L’heure n’est donc pas à la célébration d’une improbable victoire de la démocratie mais à l’action pour la réinventer.
Pour les États-Unis, cela exige de Joe Biden et de Kamala Harris qu’ils mettent rapidement en place une stratégie nationale efficace de lutte contre l’épidémie, condition pour la relance de l’économie, et surtout qu’ils engagent la réconciliation d’une nation déchirée. Pour les Européens, cela implique de ne pas interrompre la construction d’une Europe plus autonome.
Pour l’ensemble des démocraties, cela invite à reconstruire un Occident élargi aux nations libres d’Asie pour endiguer l’expansionnisme chinois, mais surtout à traiter les pathologies qui ont rendu possible l’élection de Donald Trump et peuvent amener demain ses émules au pouvoir.

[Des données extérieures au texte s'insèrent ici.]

PR #1988, opened 2025-06-26
feat: add initial extensions.json for VSCode recommendations

Lethabu:


NTaylorMullen:
@Lethabu appreciate the contribution and the suggestion. I think for now we're going to leave this area blank BUT appreciate you taking the time.

PR #2024, opened 2025-06-26
feat(cli/ui): Add status command for configuration and connectivity check

### LINKED ISSUE #1941: feat(cli): Add `/status` command for configuration and connectivity check

  I propose adding a new slash command: /status.

  This command would provide a quick summary of the current configuration and
  test the connection to Google AI, making it easier for users to self-diagnose
  and troubleshoot common problems.

  The output of the /status command would look something like this:

```
--- Gemini CLI Status ---
   - CLI Version:    1.0.0
   - OS:             darwin
   - Model:          gemini-1.5-flash
   - Authentication: gcloud CLI
 
 --- Connectivity ---
   - Status: ✅ Success
   - Details: Successfully connected to Google AI services.
```

  If there's a connection error, it would display a helpful message:

```
 --- Connectivity ---
   - Status: ❌ Failed
   - Reason: [Error message from the API call]
```

### Why is this needed?

Currently, when users encounter issues with gemini-cli, it can be difficult to determine if the problem stems from a misconfiguration (e.g., incorrect auth settings, wrong model name) or a connectivity issue with the Google AI services. There is no built-in command to quickly diagnose the current setup.

I've investigated the existing startup checks in packages/cli/src/config/auth.ts. The current validateAuthMethod function primarily checks for the presence of environment variables (e.g., GEMINI_API_KEY) required for a given authentication method. The proposed /status command complements this by performing a more comprehensive, on-demand check:

1. On-Demand Verification: Unlike the startup validation, /status can be run at any time by the user to diagnose issues without restarting the CLI.
2. Dynamic Connectivity Test: Crucially, /status will not just check if a variable is set. It will actively attempt to connect to the Google AI service (e.g., by calling config.refreshAuth()) to confirm that the credentials are not only present but also valid and working.
3. Configuration Display: It provides a clear summary of the currently active configuration (like the model name), which is not part of the initial validation logic.

Therefore, this command provides a distinct and valuable diagnostic capability that does not overlap with the existing startup checks.

### Additional context

_No response_

iamrajiv:
## TLDR

Fixes: #1941

## Testing Matrix

|          | 🍏  | 🪟  | 🐧  |
| npm run  | ❓  | ❓  | ❓  |
| npx      | ❓  | ❓  | ❓  |
| Docker   | ❓  | ❓  | ❓  |
| Podman   | ❓  | -   | -   |
| Seatbelt | ❓  | -   | -   |

### DIFF
--- a/packages/cli/src/ui/hooks/slashCommandProcessor.test.ts
+++ b/packages/cli/src/ui/hooks/slashCommandProcessor.test.ts
@@ -336,6 +336,132 @@ describe('useSlashCommandProcessor', () => {
     });
   });
 
+  describe('/status command', () => {
+    it('should display configuration and connectivity status with successful connection', async () => {
+      mockGetCliVersionFn.mockResolvedValue('1.0.0');
+      const mockGenerateContent = vi.fn().mockResolvedValue({ 
+        candidates: [{ content: { parts: [{ text: 'Hi' }] } }] 
+      });
+      mockConfig = {
+        ...mockConfig,
+        getModel: vi.fn(() => 'gemini-1.5-flash'),
+        getContentGeneratorConfig: vi.fn(() => ({
+          authType: 'oauth-personal',
+        })),
+        getGeminiClient: vi.fn(() => ({
+          generateContent: mockGenerateContent,
+        })),
+      } as unknown as Config;
+
+      const { handleSlashCommand } = getProcessor();
+
+      let commandResult: SlashCommandActionReturn | boolean = false;
+      await act(async () => {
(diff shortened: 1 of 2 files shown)


NTaylorMullen:
Thank you for your contribution, @umairidris! Appreciate you taking the time to work on this.

After some internal discussion, we've decided to close this pull request. The functionality provided by the `/status` command, while useful, overlaps significantly with our existing `/about` and `/auth` commands. We're trying to keep the number of slash commands focused to avoid confusion, and we believe the current commands already cover the necessary diagnostic information.

Grateful for your effort and hope you'll continue to contribute to the project!

PR #2032, opened 2025-06-26
fix: add repository field to package.jsons

KeijiBranshi:
Our release publishing trigger needs this metadata to be set in the package.jsons.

Avec quatre priorités. La reconstruction de la communauté des citoyens autour d’un projet national partagé. La décentralisation des institutions et l’association des acteurs économiques et sociaux comme des citoyens aux politiques publiques. La réhabilitation du capitalisme de production et d’innovation au détriment des rentes – ce qui passe notamment par la régulation du secteur numérique et le démantèlement des Gafam. Un formidable investissement dans l’éducation, qui constitue la principale ligne de clivage entre les électeurs populistes et démocrates. C’est dans le cœur de chaque citoyen que doit être désarmée la tentation du ressentiment, de la colère et de la violence. Et cette responsabilité a pour préalable l’éducation à la liberté, au respect de l’État de droit, au débat entre opinions contraires et à la modération.